→ Your goal:
The answer must consist of each line below that contains the word "cosa", copied in full.

(Collected data)
-------

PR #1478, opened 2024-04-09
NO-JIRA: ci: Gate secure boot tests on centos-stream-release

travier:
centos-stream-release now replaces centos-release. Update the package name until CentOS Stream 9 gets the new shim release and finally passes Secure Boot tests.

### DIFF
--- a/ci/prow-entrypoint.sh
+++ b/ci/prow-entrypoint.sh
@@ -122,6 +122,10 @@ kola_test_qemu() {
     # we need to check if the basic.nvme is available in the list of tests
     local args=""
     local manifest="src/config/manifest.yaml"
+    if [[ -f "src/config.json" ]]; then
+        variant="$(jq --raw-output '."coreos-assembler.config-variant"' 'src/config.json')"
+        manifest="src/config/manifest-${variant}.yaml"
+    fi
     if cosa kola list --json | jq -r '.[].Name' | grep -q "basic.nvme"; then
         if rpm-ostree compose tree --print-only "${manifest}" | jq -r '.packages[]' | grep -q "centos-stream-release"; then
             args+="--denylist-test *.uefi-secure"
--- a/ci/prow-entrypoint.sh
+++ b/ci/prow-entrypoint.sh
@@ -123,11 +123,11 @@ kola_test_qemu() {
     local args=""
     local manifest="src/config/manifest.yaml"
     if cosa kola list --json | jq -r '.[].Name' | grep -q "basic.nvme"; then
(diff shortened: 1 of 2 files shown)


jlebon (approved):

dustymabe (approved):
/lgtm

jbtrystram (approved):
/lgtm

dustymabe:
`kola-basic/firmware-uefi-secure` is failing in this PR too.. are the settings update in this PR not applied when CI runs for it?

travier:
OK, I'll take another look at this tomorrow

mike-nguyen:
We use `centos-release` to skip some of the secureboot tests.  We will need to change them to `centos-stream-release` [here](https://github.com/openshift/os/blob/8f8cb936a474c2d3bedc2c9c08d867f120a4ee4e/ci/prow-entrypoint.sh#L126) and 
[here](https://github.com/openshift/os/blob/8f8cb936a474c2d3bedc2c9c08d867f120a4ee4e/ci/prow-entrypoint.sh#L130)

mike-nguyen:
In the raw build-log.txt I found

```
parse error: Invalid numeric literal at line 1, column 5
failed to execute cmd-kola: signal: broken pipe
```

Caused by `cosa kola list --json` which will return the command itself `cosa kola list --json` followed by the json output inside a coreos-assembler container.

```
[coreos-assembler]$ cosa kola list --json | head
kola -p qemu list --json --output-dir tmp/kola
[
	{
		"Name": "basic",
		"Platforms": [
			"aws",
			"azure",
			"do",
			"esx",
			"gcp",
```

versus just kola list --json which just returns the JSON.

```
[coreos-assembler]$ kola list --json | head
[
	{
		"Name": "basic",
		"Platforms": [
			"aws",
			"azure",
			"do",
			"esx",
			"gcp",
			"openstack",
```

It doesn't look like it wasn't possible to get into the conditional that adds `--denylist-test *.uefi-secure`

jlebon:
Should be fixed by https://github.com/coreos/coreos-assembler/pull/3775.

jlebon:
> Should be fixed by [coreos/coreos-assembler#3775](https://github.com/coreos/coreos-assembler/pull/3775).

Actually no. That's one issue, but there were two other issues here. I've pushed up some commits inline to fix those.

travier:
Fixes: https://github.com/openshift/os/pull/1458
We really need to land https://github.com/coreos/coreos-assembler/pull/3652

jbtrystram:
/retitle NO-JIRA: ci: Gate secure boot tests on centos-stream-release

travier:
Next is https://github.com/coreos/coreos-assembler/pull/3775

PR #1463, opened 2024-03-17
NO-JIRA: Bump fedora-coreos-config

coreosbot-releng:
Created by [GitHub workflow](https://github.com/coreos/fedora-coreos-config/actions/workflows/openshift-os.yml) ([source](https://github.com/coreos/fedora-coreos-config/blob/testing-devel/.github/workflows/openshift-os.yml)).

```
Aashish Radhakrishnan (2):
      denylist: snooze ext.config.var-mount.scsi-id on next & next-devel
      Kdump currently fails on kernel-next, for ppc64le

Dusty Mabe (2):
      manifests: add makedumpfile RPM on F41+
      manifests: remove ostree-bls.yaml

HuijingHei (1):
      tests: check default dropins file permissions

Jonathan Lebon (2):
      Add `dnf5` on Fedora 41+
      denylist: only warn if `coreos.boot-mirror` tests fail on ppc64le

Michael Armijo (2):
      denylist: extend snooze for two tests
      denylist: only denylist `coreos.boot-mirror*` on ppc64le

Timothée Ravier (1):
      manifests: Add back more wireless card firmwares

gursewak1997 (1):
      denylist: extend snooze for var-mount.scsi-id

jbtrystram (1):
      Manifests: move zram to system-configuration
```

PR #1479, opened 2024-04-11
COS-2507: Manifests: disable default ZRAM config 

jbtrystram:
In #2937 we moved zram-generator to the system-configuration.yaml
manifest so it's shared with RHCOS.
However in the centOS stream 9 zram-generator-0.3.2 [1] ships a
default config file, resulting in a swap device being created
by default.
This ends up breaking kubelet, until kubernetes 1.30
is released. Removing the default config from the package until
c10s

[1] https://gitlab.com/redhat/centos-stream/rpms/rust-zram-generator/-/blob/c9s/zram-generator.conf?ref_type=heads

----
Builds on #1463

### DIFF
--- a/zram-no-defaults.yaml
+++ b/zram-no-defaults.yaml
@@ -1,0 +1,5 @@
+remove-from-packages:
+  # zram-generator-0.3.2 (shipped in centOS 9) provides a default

-------

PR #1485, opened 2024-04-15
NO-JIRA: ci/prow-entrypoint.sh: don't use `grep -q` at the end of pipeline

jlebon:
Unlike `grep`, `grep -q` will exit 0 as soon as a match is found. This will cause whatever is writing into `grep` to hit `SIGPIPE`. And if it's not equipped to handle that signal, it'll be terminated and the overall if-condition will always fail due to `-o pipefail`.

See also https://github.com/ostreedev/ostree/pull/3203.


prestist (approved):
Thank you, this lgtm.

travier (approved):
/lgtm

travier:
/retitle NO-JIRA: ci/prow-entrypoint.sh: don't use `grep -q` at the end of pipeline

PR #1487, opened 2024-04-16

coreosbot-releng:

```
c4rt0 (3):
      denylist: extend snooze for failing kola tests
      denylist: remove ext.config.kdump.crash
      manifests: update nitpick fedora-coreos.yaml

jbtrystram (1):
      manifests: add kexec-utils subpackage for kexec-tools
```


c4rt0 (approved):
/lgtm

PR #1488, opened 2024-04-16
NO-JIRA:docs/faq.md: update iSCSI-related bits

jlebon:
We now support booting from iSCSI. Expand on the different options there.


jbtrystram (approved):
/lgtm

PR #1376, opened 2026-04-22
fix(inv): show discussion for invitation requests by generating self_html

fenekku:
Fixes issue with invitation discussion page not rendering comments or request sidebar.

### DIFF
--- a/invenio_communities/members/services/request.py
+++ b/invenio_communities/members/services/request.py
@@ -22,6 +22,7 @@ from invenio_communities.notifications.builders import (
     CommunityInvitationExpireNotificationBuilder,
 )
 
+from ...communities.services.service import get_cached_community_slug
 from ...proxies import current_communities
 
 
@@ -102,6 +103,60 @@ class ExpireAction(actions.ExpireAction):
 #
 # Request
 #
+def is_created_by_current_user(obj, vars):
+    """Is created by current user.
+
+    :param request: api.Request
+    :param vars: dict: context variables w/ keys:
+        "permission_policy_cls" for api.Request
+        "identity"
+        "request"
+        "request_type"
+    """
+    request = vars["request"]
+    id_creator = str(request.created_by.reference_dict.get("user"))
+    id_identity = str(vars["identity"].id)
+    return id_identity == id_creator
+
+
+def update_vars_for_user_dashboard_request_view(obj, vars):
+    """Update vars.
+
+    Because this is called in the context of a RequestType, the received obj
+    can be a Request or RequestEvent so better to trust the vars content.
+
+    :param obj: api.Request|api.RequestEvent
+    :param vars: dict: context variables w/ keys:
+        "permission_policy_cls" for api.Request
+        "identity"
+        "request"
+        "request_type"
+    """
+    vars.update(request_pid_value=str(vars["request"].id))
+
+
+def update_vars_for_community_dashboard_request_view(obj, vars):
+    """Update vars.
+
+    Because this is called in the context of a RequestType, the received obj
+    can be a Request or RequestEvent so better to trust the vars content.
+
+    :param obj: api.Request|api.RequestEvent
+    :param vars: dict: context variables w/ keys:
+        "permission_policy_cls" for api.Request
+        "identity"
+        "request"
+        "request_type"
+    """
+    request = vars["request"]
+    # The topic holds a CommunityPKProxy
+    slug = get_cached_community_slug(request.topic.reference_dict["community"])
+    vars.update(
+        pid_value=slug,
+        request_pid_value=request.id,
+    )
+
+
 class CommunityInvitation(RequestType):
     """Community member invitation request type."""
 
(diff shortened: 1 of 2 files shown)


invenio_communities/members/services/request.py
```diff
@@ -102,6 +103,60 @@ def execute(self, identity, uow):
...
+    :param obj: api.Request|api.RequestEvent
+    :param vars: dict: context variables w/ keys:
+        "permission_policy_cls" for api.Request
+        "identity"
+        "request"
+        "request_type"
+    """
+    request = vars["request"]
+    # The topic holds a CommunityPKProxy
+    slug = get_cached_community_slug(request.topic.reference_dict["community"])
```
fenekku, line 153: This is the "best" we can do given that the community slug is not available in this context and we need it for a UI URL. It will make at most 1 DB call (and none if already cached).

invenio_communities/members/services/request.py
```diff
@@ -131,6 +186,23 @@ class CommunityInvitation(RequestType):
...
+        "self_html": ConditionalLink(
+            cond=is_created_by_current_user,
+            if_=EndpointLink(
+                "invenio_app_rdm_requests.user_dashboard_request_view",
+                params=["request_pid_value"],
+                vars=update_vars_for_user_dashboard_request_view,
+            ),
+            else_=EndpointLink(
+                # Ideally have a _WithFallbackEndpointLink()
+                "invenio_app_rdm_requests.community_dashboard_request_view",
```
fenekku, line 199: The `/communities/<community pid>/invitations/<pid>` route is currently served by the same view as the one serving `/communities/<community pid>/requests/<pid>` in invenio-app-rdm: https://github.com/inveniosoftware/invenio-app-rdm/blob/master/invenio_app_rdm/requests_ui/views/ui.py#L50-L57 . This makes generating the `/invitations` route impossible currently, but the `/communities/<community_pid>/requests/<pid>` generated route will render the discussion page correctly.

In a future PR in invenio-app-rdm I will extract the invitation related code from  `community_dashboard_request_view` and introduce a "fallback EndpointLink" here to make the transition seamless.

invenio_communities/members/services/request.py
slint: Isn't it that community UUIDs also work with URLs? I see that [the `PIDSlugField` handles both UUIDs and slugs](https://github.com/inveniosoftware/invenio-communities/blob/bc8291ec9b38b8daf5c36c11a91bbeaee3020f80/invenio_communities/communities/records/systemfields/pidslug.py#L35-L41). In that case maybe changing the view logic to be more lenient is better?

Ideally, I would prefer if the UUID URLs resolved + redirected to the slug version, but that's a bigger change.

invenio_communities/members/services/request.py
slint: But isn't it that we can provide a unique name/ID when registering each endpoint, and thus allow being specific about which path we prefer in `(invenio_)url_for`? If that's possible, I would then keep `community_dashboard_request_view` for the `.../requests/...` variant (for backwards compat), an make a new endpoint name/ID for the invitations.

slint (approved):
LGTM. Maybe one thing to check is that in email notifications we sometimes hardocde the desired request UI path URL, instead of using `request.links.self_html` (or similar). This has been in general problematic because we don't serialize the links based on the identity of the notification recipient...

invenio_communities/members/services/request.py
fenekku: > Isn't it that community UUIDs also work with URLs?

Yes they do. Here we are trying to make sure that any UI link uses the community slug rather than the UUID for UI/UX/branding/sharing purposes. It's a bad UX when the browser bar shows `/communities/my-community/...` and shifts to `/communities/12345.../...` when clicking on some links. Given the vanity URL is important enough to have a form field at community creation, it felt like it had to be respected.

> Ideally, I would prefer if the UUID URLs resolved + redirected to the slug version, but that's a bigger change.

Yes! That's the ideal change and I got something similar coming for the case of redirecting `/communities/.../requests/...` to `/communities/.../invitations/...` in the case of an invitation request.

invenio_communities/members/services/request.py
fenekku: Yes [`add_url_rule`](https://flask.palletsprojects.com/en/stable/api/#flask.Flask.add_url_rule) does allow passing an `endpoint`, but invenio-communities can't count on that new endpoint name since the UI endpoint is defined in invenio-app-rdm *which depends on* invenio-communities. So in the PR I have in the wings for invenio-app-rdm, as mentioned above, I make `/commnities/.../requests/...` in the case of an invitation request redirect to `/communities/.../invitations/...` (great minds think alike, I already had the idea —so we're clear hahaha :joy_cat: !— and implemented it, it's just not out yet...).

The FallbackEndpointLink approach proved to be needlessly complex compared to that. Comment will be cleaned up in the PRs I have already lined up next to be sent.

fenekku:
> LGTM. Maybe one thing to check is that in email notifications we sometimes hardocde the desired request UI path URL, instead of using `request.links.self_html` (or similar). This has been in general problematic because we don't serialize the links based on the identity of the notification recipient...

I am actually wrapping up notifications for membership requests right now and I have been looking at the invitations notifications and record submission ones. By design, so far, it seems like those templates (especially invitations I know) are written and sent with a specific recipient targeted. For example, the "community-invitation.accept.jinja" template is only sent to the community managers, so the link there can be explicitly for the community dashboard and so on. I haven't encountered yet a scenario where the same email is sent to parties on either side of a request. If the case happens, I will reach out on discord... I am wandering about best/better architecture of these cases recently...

-------

→ Solution to this problem:
     if cosa kola list --json | jq -r '.[].Name' | grep -q "basic.nvme"; then
     if cosa kola list --json | jq -r '.[].Name' | grep -q "basic.nvme"; then
Caused by `cosa kola list --json` which will return the command itself `cosa kola list --json` followed by the json output inside a coreos-assembler container.
[coreos-assembler]$ cosa kola list --json | head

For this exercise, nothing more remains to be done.